Benim Notum: 7 / 10  

17 Nisan 2018

33. A Quiet Place


İşte asla sinemada patlamış mısırla izlenmeyecek bir film. A Quiet Place'in özellikle ilk yarısında neredeyse hiç çıt çıkmadığı için, mısır haşırtılarınız bütün salonda yankılanabilir, kucağınızda bir kova mısırla öyle kalakalırsınız.

Jordan Peele'in geçen sene Get Out ile elde ettiği sürpriz başarıdan sonra, komedi aktörlüğünden gelip yönetmen olarak korku/gerilim sinemasında iyi işler çıkaranlar kervanına John Krasinski de ekleniyor. En çok The Office dizisindeki Jim Halpert rolüyle hatırlanan Krasinski'nin çektiği filmde, post apokaliptik bir gelecekte, sese aşırı duyarlı bir takım canavarlara karşı hayatta kalma mücadelesi veren bir aileyi izliyoruz. Ses çıkardığınız an canavarlara yem olduğunuz bir dünyayı anlatan hikayede, sessizlik yazının girişinde de bahsettiğim gibi filmin ana oyuncularından biri haline dönüşüyor.
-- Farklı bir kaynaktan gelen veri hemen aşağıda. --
PR #120, opened 2026-07-25
O3-5760: Return null rather than NaN for the average wait time

UjjawalPrabhat:
## Summary
Came up while reviewing [openmrs-esm-patient-management#2615](https://github.com/openmrs/openmrs-esm-patient-management/pull/2615#discussion_r3606177037), where the Service Queues dashboard rendered "NaN mins".

`QueueUtils.computeAverageWaitTimeInMinutes` only guards against an empty entry list, but it averages over entries that have both a `startedAt` and an `endedAt`. A non-empty list where nothing has ended leaves the denominator at zero, so `queue-entry-metrics?metric=averageWaitTime` returns `{"averageWaitTime":"NaN"}`.

Returns `null` instead when there is no completed wait to average.

## Related Issue
[O3-5760](https://openmrs.atlassian.net/browse/O3-5760)

## Other
Related PR [here](https://github.com/openmrs/openmrs-esm-patient-management/pull/2615).

[O3-5760]: https://openmrs.atlassian.net/browse/O3-5760?atlOrigin=eyJpIjoiNWRkNTljNzYxNjVmNDY3MDlhMDU5Y2ZhYzA5YTRkZjUiLCJwIjoiZ2l0aHViLWNvbS1KU1cifQ

### DIFF
--- a/api/src/test/java/org/openmrs/module/queue/utils/QueueUtilsTest.java
+++ b/api/src/test/java/org/openmrs/module/queue/utils/QueueUtilsTest.java
@@ -11,10 +11,14 @@ package org.openmrs.module.queue.utils;
 
 import static org.hamcrest.MatcherAssert.assertThat;
 import static org.hamcrest.Matchers.is;
+import static org.hamcrest.Matchers.nullValue;
 
+import java.util.Arrays;
 import java.util.Date;
+import java.util.List;
 
 import org.junit.Test;
+import org.openmrs.module.queue.model.QueueEntry;
 
 public class QueueUtilsTest {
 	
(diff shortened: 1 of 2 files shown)


api/src/test/java/org/openmrs/module/queue/utils/QueueUtilsTest.java
```diff
@@ -52,4 +56,31 @@ public void shouldReturnTrueIfDatesOverlap() {
...
+	
+	@Test
+	public void shouldComputeAverageWaitTimeInMinutes() {
+		// Entries that waited 24 and 48 hours average out to 36 hours
+		assertThat(QueueUtils.computeAverageWaitTimeInMinutes(entries(entry(AUG_1, AUG_2), entry(AUG_1, AUG_3))),
+		    is(2160.0));
+		
+		// Entries that have not ended yet are not part of the average
+		assertThat(QueueUtils.computeAverageWaitTimeInMinutes(entries(entry(AUG_1, AUG_2), entry(AUG_1, NULL))), is(1440.0));
+
```
NethmiRodrigo, line 70: Lets add a test case that covers a scenario where both timestamps are missing
```suggestion
		 // Entries missing a start or an end are not part of the average
             assertThat(QueueUtils.computeAverageWaitTimeInMinutes(entries(entry(AUG_1, AUG_2), entry(AUG_1, NULL))), is(1440.0));
             assertThat(QueueUtils.computeAverageWaitTimeInMinutes(entries(entry(NULL, AUG_2), entry(AUG_1, AUG_2))), is(1440.0));
```

NethmiRodrigo (commented):
Thanks @UjjawalPrabhat! Just one minor thing

NethmiRodrigo (approved):
Thanks @UjjawalPrabhat!

PR #98, opened 2013-01-29
Added flag to databaseChangeLog to allow skipping of checksum validation...

damienbiggs:
....

Currently, there's no way to make improvements to old changesets without breaking users who have already ran those change sets. This approach allows the ability to skip validation for a change log.

This is a rework of my first attempt at this.
My first approach was too coarse grained, it removed the validation of the actual
changes in a changeset. This approach just prevents the validation of checksums for
changesets that have already ran.

Added integration test for the new functionality.
Tested using H2IntegrationTests.

┆Issue is synchronized with this [Jira Story](https://datical.atlassian.net/browse/LB-127) by [Unito](https://www.unito.io/learn-more)


ro-rah:
Hi @damienbiggs, I am looking to process the backlog of PRs and will bring this up with @nvoxland

PR #167, opened 2013-09-05
Fixed bugs with foreign keys

dmorari:
[1] Composite foreign key generation now works
(ForeignKeySnaphotGenerator.java)

https://liquibase.jira.com/browse/CORE-548

[2] - Crash since NullPointerException on generateChangeLog in
ForeignKeyComparator.java.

Krasinski aslında tek bir konseptten iyi malzeme çıkarmış. Ailenin günlük hayatlarını idame ettirirken ses çıkarmamak için bulduğu yöntemler ilginç: tabak yerine geniş yaprak kullanmak, yürüdükleri yollara kumlar dökmek, suyu lavaboya değil havluya akıtmak vesaire gibi önlemler ailemizin bu yeni hayata iyi adapte olduğunu gösteriyor. Filmi izlerken insanoğlunun ne kadar gürültücü bir tür olduğunu da daha iyi anlıyorsunuz. Korku filmlerinde genelde karakterler aptalca tercihler yaparlar (girmemeleri gereken bir odaya girmek, açmamaları gereken dolap kapağını açmak gibi). Burada ise aile fertleri, özellikle de anne-baba epey mantıklı kararlar alabiliyor. Ayrıca sessizlik üzerine kurulu bir hikayede, ailenin kızlarının işitme engelli olması ve üstelik de bu rolü gerçek hayatta da doğuştan sağır olan Millicent Simmonds'ın oynaması filmle ilgili beğendiğim küçük motifler. Ses kurgusu ve ses miksajı da çok iyi filmin. Tabii senaryodaki bazı mantık hatalarına fazla kafayı takmamak lazım; örneğin ailenin evinde elektrik nasıl oluyor, eğer jeneratör varsa nasıl gürültü çıkarmıyor gibi. Bunlara fazla takılmadan, özgün bir konsept eşliğinde gerim gerim gerilmek istiyorsanız A Quiet Place iyi bir seçim.

Benim Notum: 7,5 / 10

15 Nisan 2018

32. Annihilation

Netflix'in film şirketleri ile yaptığı anlaşmalar, farklı ülkelerde farklı uygulamalara yol açabiliyor. Örneğin, geçen ay bu blogda yazdığım Mudbound Türkiye'de sinemalarda gösterime girerken Amerika'da sadece Netflix'te yayınlandı. Natalie Portman'ın başrolünde oynadığı Annihilation ise tam tersi bir yol izleyerek Amerika'da Şubat ayında sinemalarda gösterime girmesine rağmen, Türkiye'de direkt Netflix'e geldi. Netflix üyesiyseniz hemen şu an Annihilation'ı televizyonunuzda ya da bilgisayarınızda izleyebilirsiniz. Sinema salonunda film izleme ritüelini sabote ettiğine inandığım Netflix'in bu tür uygulamalarından hiç hoşnut olmasam da, değişen zamanlara adapte olmaktan başka çaremiz yok.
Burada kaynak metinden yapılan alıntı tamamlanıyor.